Records from a dataset:
▼▼▼

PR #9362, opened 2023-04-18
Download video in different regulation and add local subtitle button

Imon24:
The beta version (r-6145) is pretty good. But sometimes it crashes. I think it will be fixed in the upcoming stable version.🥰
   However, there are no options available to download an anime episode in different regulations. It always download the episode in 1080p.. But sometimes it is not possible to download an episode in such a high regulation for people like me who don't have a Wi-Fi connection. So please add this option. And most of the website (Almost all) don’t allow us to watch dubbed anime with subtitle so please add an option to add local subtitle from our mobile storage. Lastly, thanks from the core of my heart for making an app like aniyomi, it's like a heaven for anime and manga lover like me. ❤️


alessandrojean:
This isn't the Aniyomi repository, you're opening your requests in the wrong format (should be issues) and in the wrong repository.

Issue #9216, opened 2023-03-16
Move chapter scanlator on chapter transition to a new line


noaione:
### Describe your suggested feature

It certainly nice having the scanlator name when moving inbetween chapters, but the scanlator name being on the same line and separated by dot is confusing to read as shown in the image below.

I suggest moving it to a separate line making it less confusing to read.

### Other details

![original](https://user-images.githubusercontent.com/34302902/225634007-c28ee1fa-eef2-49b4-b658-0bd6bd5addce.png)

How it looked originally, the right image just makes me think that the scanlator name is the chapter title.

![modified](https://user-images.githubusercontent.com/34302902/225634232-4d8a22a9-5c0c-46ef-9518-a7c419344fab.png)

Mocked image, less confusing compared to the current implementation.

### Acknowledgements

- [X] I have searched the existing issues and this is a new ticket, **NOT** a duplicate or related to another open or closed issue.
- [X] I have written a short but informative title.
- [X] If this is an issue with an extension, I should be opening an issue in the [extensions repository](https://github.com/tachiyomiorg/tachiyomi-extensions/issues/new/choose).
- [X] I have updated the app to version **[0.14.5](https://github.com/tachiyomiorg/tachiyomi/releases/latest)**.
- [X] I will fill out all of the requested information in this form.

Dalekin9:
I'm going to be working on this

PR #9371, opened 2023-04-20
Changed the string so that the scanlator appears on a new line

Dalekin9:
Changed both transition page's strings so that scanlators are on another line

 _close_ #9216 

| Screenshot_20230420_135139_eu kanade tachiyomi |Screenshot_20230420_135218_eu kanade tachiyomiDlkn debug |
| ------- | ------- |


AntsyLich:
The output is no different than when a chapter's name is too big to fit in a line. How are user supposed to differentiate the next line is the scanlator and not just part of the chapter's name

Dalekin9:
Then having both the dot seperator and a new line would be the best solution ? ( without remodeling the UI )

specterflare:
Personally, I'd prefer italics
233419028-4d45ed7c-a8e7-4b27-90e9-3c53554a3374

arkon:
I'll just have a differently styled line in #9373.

▲▲▲
▼▼▼

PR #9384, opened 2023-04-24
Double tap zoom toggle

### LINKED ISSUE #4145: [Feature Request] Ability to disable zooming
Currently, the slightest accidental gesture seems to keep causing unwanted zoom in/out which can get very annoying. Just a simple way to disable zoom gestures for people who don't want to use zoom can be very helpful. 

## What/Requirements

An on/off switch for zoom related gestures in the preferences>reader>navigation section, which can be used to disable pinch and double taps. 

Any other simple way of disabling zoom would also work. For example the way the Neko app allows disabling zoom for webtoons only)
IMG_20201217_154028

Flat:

▲▲▲
▼▼▼

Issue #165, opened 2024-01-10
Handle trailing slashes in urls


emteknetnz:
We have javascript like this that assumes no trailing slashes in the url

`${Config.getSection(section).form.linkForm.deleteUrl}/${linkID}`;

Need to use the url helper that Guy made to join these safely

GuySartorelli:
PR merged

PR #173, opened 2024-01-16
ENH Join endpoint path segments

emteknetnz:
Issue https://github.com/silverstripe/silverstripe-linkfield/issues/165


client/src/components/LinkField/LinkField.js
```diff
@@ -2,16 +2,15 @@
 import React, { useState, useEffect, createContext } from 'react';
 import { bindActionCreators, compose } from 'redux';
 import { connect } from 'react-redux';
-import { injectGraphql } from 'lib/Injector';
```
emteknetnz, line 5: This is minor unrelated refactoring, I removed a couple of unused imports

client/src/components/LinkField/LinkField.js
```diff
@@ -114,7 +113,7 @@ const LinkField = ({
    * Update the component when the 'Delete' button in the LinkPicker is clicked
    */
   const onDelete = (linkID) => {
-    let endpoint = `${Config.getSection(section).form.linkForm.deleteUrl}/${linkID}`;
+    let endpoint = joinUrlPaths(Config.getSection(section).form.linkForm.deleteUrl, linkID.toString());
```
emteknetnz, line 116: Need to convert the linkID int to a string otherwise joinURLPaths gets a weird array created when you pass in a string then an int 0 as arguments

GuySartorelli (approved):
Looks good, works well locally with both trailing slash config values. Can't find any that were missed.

▲▲▲

Problem description: Among the lines above, which hold the word "will"? Report each one.

Solved problem:
The beta version (r-6145) is pretty good. But sometimes it crashes. I think it will be fixed in the upcoming stable version.🥰
- [X] I will fill out all of the requested information in this form.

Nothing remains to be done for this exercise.